Basically it's the exact same effect we see with every other efficiency tool ever created.
I respectfully disagree that it's the exact same effect, and here's why. When Photoshop was created, there may have been fine art painters that were dismayed by tools that could achieve the same effect visually. I don't actually know if that was the case, but the existence of Photoshop did not invalidate the existence of fine art. The personnel needed to paint a physical piece of art versus a digital piece of art was still 1 / 1. And whether an artist chose to paint digitally or physically, they were still required to create.

AI on the other hand, is replacing gobs of people who previously had to collaborate to produce the same result, and it's doing so by plagiarism. It is not creating - as you said previously, it is not sentient. It wouldn't have a flying flip of an idea how to create anything if it wasn't trained on the work of others. And sure, you can argue that humans copy as well - sure they do. But back in the day, you still had to have talent. You even needed talent to know how to get results in Photoshop. Now, talent has become obsolete.
 
Here's the problem I see with that scenario: Every one of those 5 individuals can develop the skills necessary to utilize AI, true, but with 1 person doing the work of 5, that still leaves 4 people unemployed.
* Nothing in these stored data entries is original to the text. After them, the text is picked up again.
PR #186, opened 2019-08-24
KDSoapUdpClient

### LINKED ISSUE #175: SOAP over UDP
Hi, I am building a [library](https://gitlab.com/caspermeijn/kdsoap-ws-discovery-client) to do [WS-Discovery](http://docs.oasis-open.org/ws-dd/discovery/1.1/os/wsdd-discovery-1.1-spec-os.html). For this I need to support sending and receiving [SOAP over UDP](http://docs.oasis-open.org/ws-dd/soapoverudp/1.1/os/wsdd-soapoverudp-1.1-spec-os.html). I got this working by including KDSoapMessageReader_p.h and KDSoapMessageWriter_p.h for the KDSoap sources. These classes are exported for the KDSoapServer library, but are not part of the official api.

I see three ways to make this work properly:
1. Make the classes part of the public api.
2. Add a QUdpSocket wrapper, which can send and receive KDSoapMessages (something like [this](https://gitlab.com/caspermeijn/kdsoap-ws-discovery-client/blob/master/src/soapudpclient.h)).
3. Create a new [Binding type](https://github.com/KDAB/KDSoap/blob/master/kdwsdl2cpp/wsdl/binding.h#L45) and let kdwsdl2cpp generate a UDP services.

I think it is unwanted to export the internal apis KDSoapMessageReader and KDSoapMessageWriter. And I think 3 is a bit overkill as I think WS-Discovery will be the only user of UDP. I think 2 is the best solution.

What do you think about this? Would you accept something like [SoapUdpClient](https://gitlab.com/caspermeijn/kdsoap-ws-discovery-client/blob/master/src/soapudpclient.h)? Or would you prefer a different solution to this problem?

caspermeijn:
KDSoapUdpClient provides an interface for implementing a
SOAP-over-UDP[1] client.

It includes tests and documentation. I tested it with (kdsoap-ws-discovery-client)[https://gitlab.com/caspermeijn/kdsoap-ws-discovery-client].

Fixes #175 

[1] https://docs.oasis-open.org/ws-dd/soapoverudp/1.1/os/wsdd-soapoverudp-1.1-spec-os.html

### DIFF
--- a/src/KDSoapClient/KDSoapUdpClient.cpp
+++ b/src/KDSoapClient/KDSoapUdpClient.cpp
@@ -1,0 +1,134 @@
+/*
+ * Copyright (C) 2019  Casper Meijn <casper@meijn.net>
+ *
+ * This program is free software: you can redistribute it and/or modify
+ * it under the terms of the GNU General Public License as published by
+ * the Free Software Foundation, either version 3 of the License, or
+ * (at your option) any later version.
+ *
+ * This program is distributed in the hope that it will be useful,
+ * but WITHOUT ANY WARRANTY; without even the implied warranty of
+ * MERCHANTABILITY or FITNESS FOR A PARTICULAR PURPOSE.  See the
+ * GNU General Public License for more details.
+ *
+ * You should have received a copy of the GNU General Public License
+ * along with this program.  If not, see <http://www.gnu.org/licenses/>.
+ */
+
+#include "KDSoapUdpClient.h"
+#include "KDSoapUdpClient_p.h"
+
+#include "KDSoapMessage.h"
+#include "KDSoapMessageReader_p.h"
+#include "KDSoapMessageWriter_p.h"
+#include <QNetworkInterface>
+
+static const QHostAddress AnyIPv4(QLatin1String("0.0.0.0"));
+
+static bool isMulticastAddress(const QHostAddress &address) {
+    if (address.protocol() == QAbstractSocket::IPv4Protocol) {
+        return address.isInSubnet(QHostAddress (QLatin1String("224.0.0.0")), 4);
+    } else if (address.protocol() == QAbstractSocket::IPv6Protocol) {
+        return address.isInSubnet(QHostAddress (QLatin1String("ff00::")), 8);
+    }
+    return false;
+}
+
+KDSoapUdpClient::KDSoapUdpClient(QObject *parent) : 
+    QObject(parent),
+    d_ptr(new KDSoapUdpClientPrivate(this))
+{
+    Q_D(KDSoapUdpClient);
+    d->socketIPv4 = new QUdpSocket(this);
+    connect(d->socketIPv4, SIGNAL(readyRead()), d, SLOT(readyRead()));
+    d->socketIPv6 = new QUdpSocket(this);
+    connect(d->socketIPv6, SIGNAL(readyRead()), d, SLOT(readyRead()));
+}
+
+KDSoapUdpClient::~KDSoapUdpClient()
+{
+    delete d_ptr;
+}
+
+bool KDSoapUdpClient::bind(quint16 port, QAbstractSocket::BindMode mode) {
+    Q_D(KDSoapUdpClient);
+    bool rc = true;
+    // Workaround for lack of dual stack sockets in Qt4
+    // Qt5 supports binding to QHostAddress::Any, which will listen on both IPv4 and IPv6 interfaces.
+    rc = d->socketIPv4->bind(AnyIPv4, port, mode) && rc;
+    rc = d->socketIPv6->bind(QHostAddress::AnyIPv6, port, mode) && rc;
+    return rc;
+}
+
+void KDSoapUdpClient::setSoapVersion(KDSoap::SoapVersion version) {
+    Q_D(KDSoapUdpClient);
+    d->soapVersion = version;
+}
+
+bool KDSoapUdpClient::sendMessage(const KDSoapMessage &message, const KDSoapHeaders &headers, const QHostAddress &address, quint16 port) {
+    Q_D(KDSoapUdpClient);
+    KDSoapMessageWriter msgWriter;
+    msgWriter.setVersion(d->soapVersion);
+    const QByteArray data = msgWriter.messageToXml(message, QString(), headers, QMap<QString, KDSoapMessage>());
+    
+    if (isMulticastAddress(address)) {
+        bool anySuccess = false;
+        const auto& allInterfaces = QNetworkInterface::allInterfaces();
+        for (const auto &iface : allInterfaces) {
+            if (iface.flags().testFlag(QNetworkInterface::IsUp) &&
+                iface.flags().testFlag(QNetworkInterface::CanMulticast)) {
+                //qDebug() << "Sending multicast to" << iface.name() << address << ":" << data;
+                if (address.protocol() == QAbstractSocket::IPv4Protocol) {
+                    d->socketIPv4->setMulticastInterface(iface);
+                    qint64 writtenSize = d->socketIPv4->writeDatagram(data, address, port);
+                    anySuccess = anySuccess || (writtenSize == data.size());
+                } else if (address.protocol() == QAbstractSocket::IPv6Protocol) {
+                    d->socketIPv6->setMulticastInterface(iface);
+                    qint64 writtenSize = d->socketIPv6->writeDatagram(data, address, port);
+                    anySuccess = anySuccess || (writtenSize == data.size());
+                }
+            }
+        }
+        return anySuccess;
+    } else {
+        //qDebug() << "Sending to" << address << ":" << data;
+        if (address.protocol() == QAbstractSocket::IPv4Protocol) {
+            qint64 writtenSize = d->socketIPv4->writeDatagram(data, address, port);
+            return writtenSize == data.size();
+        } else if (address.protocol() == QAbstractSocket::IPv6Protocol) {
+            qint64 writtenSize = d->socketIPv6->writeDatagram(data, address, port);
+            return writtenSize == data.size();
+        }
+    }
+    return false;
+}
+
+void KDSoapUdpClientPrivate::readyRead()
+{
+    QUdpSocket *socket = qobject_cast<QUdpSocket *>(sender());
+    while (socket->hasPendingDatagrams()) {
+        qint64 size = socket->pendingDatagramSize();
+        
+        QByteArray buffer;
+        buffer.resize(size);
+        QHostAddress senderAddress;
+        quint16 senderPort;
+        socket->readDatagram(buffer.data(), buffer.size(), &senderAddress, &senderPort);
+        
+        receivedDatagram(buffer, senderAddress, senderPort);
+    }
+}
+
+void KDSoapUdpClientPrivate::receivedDatagram(const QByteArray &messageData, const QHostAddress &senderAddress, quint16 senderPort)
+{
+    Q_Q(KDSoapUdpClient);
+    //qDebug() << "Received datagram from:" << senderAddress << "data:" << QString::fromUtf8(messageData);
+
+    KDSoapMessage replyMessage;
+    KDSoapHeaders replyHeaders;
+
+    KDSoapMessageReader reader;
+    reader.xmlToMessage(messageData, &replyMessage, 0, &replyHeaders, soapVersion);
+
+    emit q->receivedMessage(replyMessage, replyHeaders, senderAddress, senderPort);
+}
--- a/src/KDSoapClient/KDSoapUdpClient.h
+++ b/src/KDSoapClient/KDSoapUdpClient.h
@@ -1,0 +1,139 @@
+/*
+ * Copyright (C) 2019  Casper Meijn <casper@meijn.net>
+ *
+ * This program is free software: you can redistribute it and/or modify
+ * it under the terms of the GNU General Public License as published by
+ * the Free Software Foundation, either version 3 of the License, or
+ * (at your option) any later version.
+ *
+ * This program is distributed in the hope that it will be useful,
+ * but WITHOUT ANY WARRANTY; without even the implied warranty of
+ * MERCHANTABILITY or FITNESS FOR A PARTICULAR PURPOSE.  See the
+ * GNU General Public License for more details.
+ *
+ * You should have received a copy of the GNU General Public License
+ * along with this program.  If not, see <http://www.gnu.org/licenses/>.
+ */
+
+#ifndef KDSOAPUDPCLIENT_H
+#define KDSOAPUDPCLIENT_H
+
+#include "KDSoapGlobal.h"
+#include "KDSoapClientInterface.h"
+
+#include <QAbstractSocket>
+#include <QObject>
+
+class KDSoapHeaders;
+class KDSoapMessage;
+class KDSoapUdpClientPrivate;
+QT_BEGIN_NAMESPACE
+class QHostAddress;
+QT_END_NAMESPACE
+
+/**
+ * \brief KDSoapUdpClient provides an interface for implementing a [SOAP-over-UDP](https://docs.oasis-open.org/ws-dd/soapoverudp/1.1/os/wsdd-soapoverudp-1.1-spec-os.html) client.
+ * 
+ * One-way SOAP-over-UDP can be send by simply using sendMessage().
+ * 
+ * Request-response SOAP-over-UDP is supported by bind()ing to a sender UDP 
+ * port.  You can send the request using sendMessage() and the response will is
+ * signaled using receivedMessage(). receivedMessage() will signal any response, 
+ * including those of other requests, there is no help with finding the correct 
+ * response. The WS-Addressing properties of the message can be used to filter 
+ * the received responses.
+ * 
+ * \code
+ * auto soapUdpClient = new KDSoapUdpClient(this);
+ * connect(soapUdpClient, &KDSoapUdpClient::receivedMessage, [=](const KDSoapMessage &message, const KDSoapHeaders &headers, const QHostAddress &address, quint16 port) { 
+ *   if(message.messageAddressingProperties().action() == QStringLiteral("http://docs.oasis-open.org/ws-dd/ns/discovery/2009/01/ProbeMatches")) {
+ *     TNS__ProbeMatchesType probeMatches;
+ *     probeMatches.deserialize(message);
+ *     qDebug() << "Received probe match from" << address;
+ *   }
+ * });
+ * soapUdpClient->bind(3702);
+ * 
+ * TNS__ProbeType probe;
+ *
+ * KDSoapMessage message;
+ * message = probe.serialize(QStringLiteral("Probe"));
+ * message.setUse(KDSoapMessage::LiteralUse);
+ * message.setNamespaceUri(QStringLiteral("http://docs.oasis-open.org/ws-dd/ns/discovery/2009/01"));
+ *
+ * KDSoapMessageAddressingProperties addressing;
+ * addressing.setAction(QStringLiteral("http://docs.oasis-open.org/ws-dd/ns/discovery/2009/01/Probe"));
+ * addressing.setMessageID(QStringLiteral("urn:uuid:") + QUuid::createUuid().toString(QUuid::WithoutBraces));
+ * addressing.setDestination(QStringLiteral("urn:docs-oasis-open-org:ws-dd:ns:discovery:2009:01"));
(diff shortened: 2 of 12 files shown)


caspermeijn:
@apachelogger Can you have a look at this?

src/KDSoapClient/KDSoapUdpClient.cpp
```diff
@@ -0,0 +1,111 @@
...
+            return writtenSize == data.size();
+        }
+    }
+    return false;
+}
+
+void KDSoapUdpClientPrivate::readyReadIPv4()
+{
+    while (socketIPv4->hasPendingDatagrams()) {
+        QNetworkDatagram datagram = socketIPv4->receiveDatagram();
```
apachelogger: The two lines could be merged.
In fact, considering this and ipv6 are the same code except for the socket you could just pass the socket in, or cast sender().

src/KDSoapClient/KDSoapUdpClient.h
```diff
@@ -0,0 +1,126 @@
...
+     * \param message The parsed message received over the socket. Use 
+     * KDSoapMessage::messageAddressingProperties() to see who the recipient is 
+     * and what SOAP action is requested.
+     * \param headers The additional headers of the message
+     * \param address The IP-address of the sender
+     * \param port The UDP port of the sender
+     * \see bind()
+     * \since 1.9
+     */
+    void receivedMessage(const KDSoapMessage& message, const KDSoapHeaders& headers, const QHostAddress& address, quint16 port);
```
apachelogger: & on wrong side of space

src/KDSoapClient/KDSoapUdpClient.h
```diff
@@ -0,0 +1,126 @@
...
+     * \param message  The actual message to be send. Use 
+     * KDSoapMessage::setMessageAddressingProperties() to set the WS-Addressing 
+     * properties of the message.
+     * \param headers can be used to add additional SOAP headers.
+     * \param address The address to send to message to. Messages send to a 
+     * multicast address will be send to to all interfaces.
+     * \param port The UDP port to send the message to
+     * \since 1.9
+     */    
+    bool sendMessage(const KDSoapMessage &message, const KDSoapHeaders &headers, const QHostAddress& address, quint16 port);
```
apachelogger: & on wrong side of space

src/KDSoapClient/KDSoapUdpClient_p.h
```diff
@@ -0,0 +1,41 @@
...
+#ifndef KDSOAPUDPCLIENT_P_H
+#define KDSOAPUDPCLIENT_P_H
+
+#include <QObject>
+#include <QUdpSocket>
+
+class KDSoapUdpClientPrivate
+{
+public:
+    KDSoapUdpClientPrivate(KDSoapUdpClient * q) : q_ptr(q){;}
```
apachelogger: unnecessary ;

src/KDSoapClient/KDSoapUdpClient.cpp
```diff
@@ -0,0 +1,111 @@
...
+    d->socketIPv4 = new QUdpSocket(this);
+    connect(d->socketIPv4, &QUdpSocket::readyRead, [d]() { d->readyReadIPv4(); });
+    d->socketIPv6 = new QUdpSocket(this);
+    connect(d->socketIPv6, &QUdpSocket::readyRead, [d]() { d->readyReadIPv6(); });
+}
+
+bool KDSoapUdpClient::bind(quint16 port) {
+    Q_D(KDSoapUdpClient);
+    bool rc = true;
+    rc = d->socketIPv4->bind(QHostAddress::AnyIPv4, port, QUdpSocket::ShareAddress) && rc;
```
apachelogger: Is there a particular reason the ports need to be shared?

dfaure-kdab:
>     * I think kdsoap is still meant to build with Qt4, so you cannot use the lambda based connect syntax. Oh and I think you need qt includes with their directory so <QtCore/QObject> etc.

No, <QObject> works with both Qt4 and Qt5.

>     * I would also use `&=` and `||=` instead of `= foo & bar` respectively `= foo || bar`. The former are distinctly more readable IMHO.

`||=` does not exist in C++, and `&=` would do the wrong thing for boolean expressions. Please stick to `foo = foo && bar` and `foo = foo || bar`, in an order that matches whether you want short circuit evaluation or not.

caspermeijn:
>     * I think kdsoap is still meant to build with Qt4, so you cannot use the lambda based connect syntax. Oh and I think you need qt includes with their directory so <QtCore/QObject> etc.

I made the code compatible with Qt4. However I could only compile test it.

> 
>     * Still some disabled qdebugs littered about.

This appears the way to add optional debug messages to KDSoap.

> 
>     * I would also use `&=` and `||=` instead of `= foo & bar` respectively `= foo || bar`. The former are distinctly more readable IMHO.
> 
>     * For the tests I'd bind port=0 to dynamically get a free port.

I was able to do this for the sending test. However I have to add extra code to make is happens receiving code. Do you think that is worth the trouble?

> 
>     * I am not sure how consistent kdsoap's coding style is but even within the diff the use of spaces is inconsistent. I'd suggest putting a space after every if `if (`, as well as a space before * and & following a type `const QHostAddress &`.

I think I fixed most of those.

> 
> 
> On the not nit-picky front: Since this client is meant to enable ws-discovery implementations, the current code doesn't look quite sufficient for [ws-discovery](http://specs.xmlsoap.org/ws/2005/04/discovery/ws-discovery.pdf)'s needs. Specifically:
> 
> > Messages sent over UDP MUST be sent using SOAP over UDP [SOAP/UDP]. To compensate for possible UDP unreliability, senders MUST use the example transmission algorithm in Appendix I of SOAP over UDP.
> 
> Now, while discovery built on top of the client could do that, I think it stands to reason that it's more expected and efficient if we do it in the client. In particular since all request-response uses of this client will suffer from the inherit unreliability of UDP, so most uses need retransmission to overcome UDP's limitations.

This code doesn't implement a full request-response client, as it doesn't match responses to request. Therefore it can't know when to send a retransmission. I think the request-response should be implemented in another layer above KDSoapUdpClient.

> 
> Other than that itooks lovely.

I added my changes in separate commits for review-ability. I will squash the commits later.

src/KDSoapClient/KDSoapUdpClient.cpp
```diff
@@ -0,0 +1,111 @@
...
+
+#include "KDSoapMessage.h"
+#include "KDSoapMessageReader_p.h"
+#include "KDSoapMessageWriter_p.h"
+#include <QNetworkDatagram>
+#include <QNetworkInterface>
+
+KDSoapUdpClient::KDSoapUdpClient(QObject *parent) : 
+    QObject(parent),
+    d_ptr(new KDSoapUdpClientPrivate(this))
```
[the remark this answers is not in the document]
caspermeijn: Fixed

src/KDSoapClient/KDSoapUdpClient.cpp
```diff
@@ -0,0 +1,111 @@
...
+{
+    Q_D(KDSoapUdpClient);
+    d->socketIPv4 = new QUdpSocket(this);
```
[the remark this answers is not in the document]
caspermeijn: I believe it isn't leaking, as the socket has a parent.

src/KDSoapClient/KDSoapUdpClient.cpp
```diff
@@ -0,0 +1,111 @@
...
+            if(iface.flags().testFlag(QNetworkInterface::IsUp) &&
+                iface.flags().testFlag(QNetworkInterface::CanMulticast)) {
+                //qDebug() << "Sending multicast to" << iface.name() << address << ":" << data;
+                if(address.protocol() == QAbstractSocket::IPv4Protocol) {
+                    d->socketIPv4->setMulticastInterface(iface);
+                    qint64 writtenSize = d->socketIPv4->writeDatagram(QNetworkDatagram(data, address, port));
+                    anySuccess = (writtenSize == data.size()) || anySuccess;
+                } else if(address.protocol() == QAbstractSocket::IPv6Protocol) {
+                    d->socketIPv6->setMulticastInterface(iface);
+                    qint64 writtenSize = d->socketIPv6->writeDatagram(QNetworkDatagram(data, address, port));
```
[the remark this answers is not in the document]
caspermeijn: The Qt documentation is pretty sparse. However, it worked on my laptop...

src/KDSoapClient/KDSoapUdpClient.cpp
```diff
@@ -0,0 +1,111 @@
...
+    bool rc = true;
+    rc = d->socketIPv4->bind(QHostAddress::AnyIPv4, port, QUdpSocket::ShareAddress) && rc;
+    rc = d->socketIPv6->bind(QHostAddress::AnyIPv6, port, QUdpSocket::ShareAddress) && rc;
+    return rc;
+}
+
+bool KDSoapUdpClient::sendMessage(const KDSoapMessage &message, const KDSoapHeaders &headers, const QHostAddress& address, quint16 port) {
+    Q_D(KDSoapUdpClient);
+    KDSoapMessageWriter msgWriter;
+    msgWriter.setVersion(KDSoap::SOAP1_2);
```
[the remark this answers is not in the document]
caspermeijn: Added for sending messages. However this is more difficult for receiving. Should I just assume that the response will be in the same SOAP version as the request or do I need to detect the SOAP version?

src/KDSoapClient/KDSoapUdpClient.cpp
caspermeijn: I changed that code, also for Qt4 compatibility.

src/KDSoapClient/KDSoapUdpClient.cpp
caspermeijn: I was under the impression that other program could use the port as well. This would be useful if multiple programs want to do WS-Discovery.

src/KDSoapClient/KDSoapUdpClient.cpp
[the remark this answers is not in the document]
apachelogger: Mh, I tried my three million interfaces and it works indeed :ok_hand:

src/KDSoapClient/KDSoapUdpClient.cpp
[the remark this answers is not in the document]
apachelogger: I honestly don't know.
KDSoapPendingCall however seems to assume that the reply will be the same version, which does make sense to me anyway.

src/KDSoapClient/KDSoapUdpClient.cpp
apachelogger: Only for the server though. Clients have arbitrary ports, no? E.g. I see windows10 send Probes from all sorts of ports, but the destination is always 3702.

apachelogger:
> I was able to do this for the sending test. However I have to add extra code to make is happens receiving code. Do you think that is worth the trouble?

Don't think so, should it become a problem in the future one can always put in the extra work.

src/KDSoapClient/KDSoapUdpClient.cpp
caspermeijn: You are right, this appear to work, I will allow both uses then. For some reason my firewall will refuse responses to the random port :-(

apachelogger:
looks good to me :+1:

apachelogger:
ping (:

src/KDSoapClient/KDSoapUdpClient.cpp
```diff
@@ -0,0 +1,133 @@
...
+        socket->readDatagram(buffer.data(), buffer.size(), &senderAddress, &senderPort);
+        
+        recievedDatagram(buffer, senderAddress, senderPort);
+    }
+}
+
+void KDSoapUdpClientPrivate::recievedDatagram(const QByteArray &messageData, const QHostAddress &senderAddress, quint16 senderPort)
+{
+    Q_Q(KDSoapUdpClient);
+    //qDebug() << "Recieved datagram from:" << senderAddress << "data:" << QString::fromUtf8(messageData);
```
dfaure-kdab: typo: Received

unittests/soap_over_udp/test_soap_over_udp.cpp
```diff
@@ -0,0 +1,173 @@
...
+        QSignalSpy spy(&udpClient, SIGNAL(receivedMessage(KDSoapMessage, KDSoapHeaders, QHostAddress, quint16)));
+        
+        auto data = exampleTextData();
+        qint64 size = testSocket.writeDatagram(data, QHostAddress::LocalHost, 12345);
+        QVERIFY(size == data.size());
+        
+        QVERIFY(spy.wait(1000));
+        QList<QVariant> arguments = spy.takeFirst();
+        QVERIFY(KDSoapUnitTestHelpers::xmlBufferCompare(arguments.at(0).value<KDSoapMessage>().toXml(), exampleMessage().toXml()));
+        QVERIFY(arguments.at(1).value<KDSoapHeaders>().size() == 0);
```
dfaure-kdab: QCOMPARE

unittests/soap_over_udp/test_soap_over_udp.cpp
```diff
@@ -0,0 +1,173 @@
...
+        addressing.setReplyEndpointAddress(KDSoapMessageAddressingProperties::predefinedAddressToString(KDSoapMessageAddressingProperties::Anonymous));
+        message.setMessageAddressingProperties(addressing);
+
+        soapUdpClient->sendMessage(message, KDSoapHeaders(), QHostAddress("239.255.255.250"), 3702);
+    }
+    
+    void testSendMessage() {
+        QUdpSocket testSocket;
+        bool rc = testSocket.bind();
+        Q_ASSERT(rc);
```
dfaure-kdab: QVERIFY

unittests/soap_over_udp/test_soap_over_udp.cpp
```diff
@@ -0,0 +1,173 @@
...
+        
+        KDSoapUdpClient udpClient;
+        bool rc = udpClient.bind(12345);
+        QVERIFY(rc);
+        
+        QSignalSpy spy(&udpClient, SIGNAL(receivedMessage(KDSoapMessage, KDSoapHeaders, QHostAddress, quint16)));
+        
+        auto data = exampleTextData();
+        qint64 size = testSocket.writeDatagram(data, QHostAddress::LocalHost, 12345);
+        QVERIFY(size == data.size());
```
dfaure-kdab: QCOMPARE (so that we can see values in case of failure)

src/KDSoapClient/KDSoapUdpClient.cpp
```diff
@@ -0,0 +1,133 @@
...
+#include "KDSoapUdpClient_p.h"
+
+#include "KDSoapMessage.h"
+#include "KDSoapMessageReader_p.h"
+#include "KDSoapMessageWriter_p.h"
+#include <QNetworkInterface>
+
+static const QHostAddress AnyIPv4(QLatin1String("0.0.0.0"));
+
+bool isMulticastAddress(const QHostAddress &address) {
```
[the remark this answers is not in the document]
caspermeijn: Good point

src/KDSoapClient/KDSoapUdpClient.cpp
```diff
@@ -0,0 +1,133 @@
...
+
+bool KDSoapUdpClient::sendMessage(const KDSoapMessage &message, const KDSoapHeaders &headers, const QHostAddress &address, quint16 port) {
+    Q_D(KDSoapUdpClient);
+    KDSoapMessageWriter msgWriter;
+    msgWriter.setVersion(d->soapVersion);
+    const QByteArray data = msgWriter.messageToXml(message, QString(), headers, QMap<QString, KDSoapMessage>());
+    
+    if (isMulticastAddress(address)) {
+        bool anySuccess = false;
+        for (const auto &iface : QNetworkInterface::allInterfaces()) {
```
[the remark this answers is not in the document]
caspermeijn: Done

src/KDSoapClient/KDSoapUdpClient.cpp
caspermeijn: Fixed, also in function name

unittests/soap_over_udp/test_soap_over_udp.cpp
caspermeijn: Makes sense

src/KDSoapClient/KDSoapUdpClient_p.h
```diff
@@ -0,0 +1,47 @@
...
+ * You should have received a copy of the GNU General Public License
+ * along with this program.  If not, see <http://www.gnu.org/licenses/>.
+ */
+
+#ifndef KDSOAPUDPCLIENT_P_H
+#define KDSOAPUDPCLIENT_P_H
+
+#include <QObject>
+#include <QUdpSocket>
+
```
anoymouserver: I had to include `KDSoapValue.h` (used for `KDSoap::SoapVersion` in line 40) and forward-declare `KDSoapUdpClient` to build it.

apachelogger:
qmake support in #192

src/KDSoapClient/KDSoapUdpClient.cpp
```diff
@@ -0,0 +1,134 @@
...
+{
+    delete d_ptr;
+}
+
+bool KDSoapUdpClient::bind(quint16 port, QAbstractSocket::BindMode mode) {
+    Q_D(KDSoapUdpClient);
+    bool rc = true;
+    // Workaround for lack of dual stack sockets in Qt4
+    // Qt5 supports binding to QHostAddress::Any, which will listen on both IPv4 and IPv6 interfaces.
+    rc = d->socketIPv4->bind(AnyIPv4, port, mode) && rc;
```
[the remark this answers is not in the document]
caspermeijn: I am surprised that the code was not compatible with Qt4. I did build this patch using Qt4 to make sure it works. Maybe I build an earlier version and broke the build after that.

In your commit fixing the Qt4 build you mention "once we drop Qt4 support". Are there any plans for dropping Qt4 support? In what time frame could that be expected? Would it be acceptable to make this feature Qt5 only? 

The recent PKCS12 feature only works with Qt5.4, because of the API improvements in that version. But this feature should be able to work correctly using Qt4.

Personally I don't use Qt4 and I can't easily test using Qt4 either (as you have noticed by me breaking Qt4 builds several times ;-). I would happily modify KDSoapUdpClient to be Qt5 only and remove the workaround.

unittests/soap_over_udp/test_soap_over_udp.cpp
```diff
@@ -0,0 +1,173 @@
...
+    void testSendMessage() {
+        QUdpSocket testSocket;
+        bool rc = testSocket.bind();
+        QVERIFY(rc);
+        
+        KDSoapUdpClient udpClient;
+        
+        udpClient.sendMessage(exampleMessage(), KDSoapHeaders(), QHostAddress::LocalHost, testSocket.localPort());
+        
+        QVERIFY(testSocket.hasPendingDatagrams());
```
dfaure-kdab: This test just failed on OSX:

********* Start testing of SoapOverUdpTest *********
Config: Using QtTest library 5.8.0, Qt 5.8.0 (x86_64-little_endian-lp64 shared (dynamic) release build; by Clang 7.0.2 (clang-700.1.81) (Apple))
PASS   : SoapOverUdpTest::initTestCase()
PASS   : SoapOverUdpTest::testExample()
FAIL!  : SoapOverUdpTest::testSendMessage() 'testSocket.hasPendingDatagrams()' returned FALSE. ()
   Loc: [/Users/build/Buildbot/kdsoap-qt5.8-osx2/source/unittests/soap_over_udp/test_soap_over_udp.cpp(94)]
PASS   : SoapOverUdpTest::testReceiveMessage()
PASS   : SoapOverUdpTest::cleanupTestCase()
Totals: 4 passed, 1 failed, 0 skipped, 0 blacklisted, 5ms
********* Finished testing of SoapOverUdpTest *********

Maybe this should use QTRY_VERIFY? I can see how the OS does not guarantee that it's immediately available.

caspermeijn: Sounds reasonable. This was one of the reasons that I added to verify, to ensure the message has arrived before proceeding.

caspermeijn: Do you want me to create this change and the change for disabling KDSoapUdpClient for Qt4?

dfaure-kdab: I'll test the change and I'll come back to you if it still fails.

The unittest is already disabled for Qt4, and we're dropping Qt4 support after the upcoming release, so that's fine.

I respectfully disagree that it's the exact same effect, and here's why. When Photoshop was created, there may have been fine art painters that were dismayed by tools that could achieve the same effect visually. I don't actually know if that was the case, but the existence of Photoshop did not invalidate the existence of fine art. The personnel needed to paint a physical piece of art versus a digital piece of art was still 1 / 1. And whether an artist chose to paint digitally or physically, they were still required to create.

AI on the other hand, is replacing gobs of people who previously had to collaborate to produce the same result, and it's doing so by plagiarism. It is not creating - as you said previously, it is not sentient. It wouldn't have a flying flip of an idea how to create anything if it wasn't trained on the work of others. And sure, you can argue that humans copy as well - sure they do. But back in the day, you still had to have talent. You even needed talent to know how to get results in Photoshop. Now, talent has become obsolete.
I agree with everything except your last few lines. AI models can only copy the output of talented individuals, so AI is, in effect, only as talented as the people it is trained on. AI improves because it's trained on increasingly talented individuals. Essentially, AI's capabilities are limited by its latest instruction set, which requires ever more talented individuals to refine it for specific tasks. The key is figuring out how to compensate these talented individuals for their work and contributions, and establishing consent for using their work to train AI models.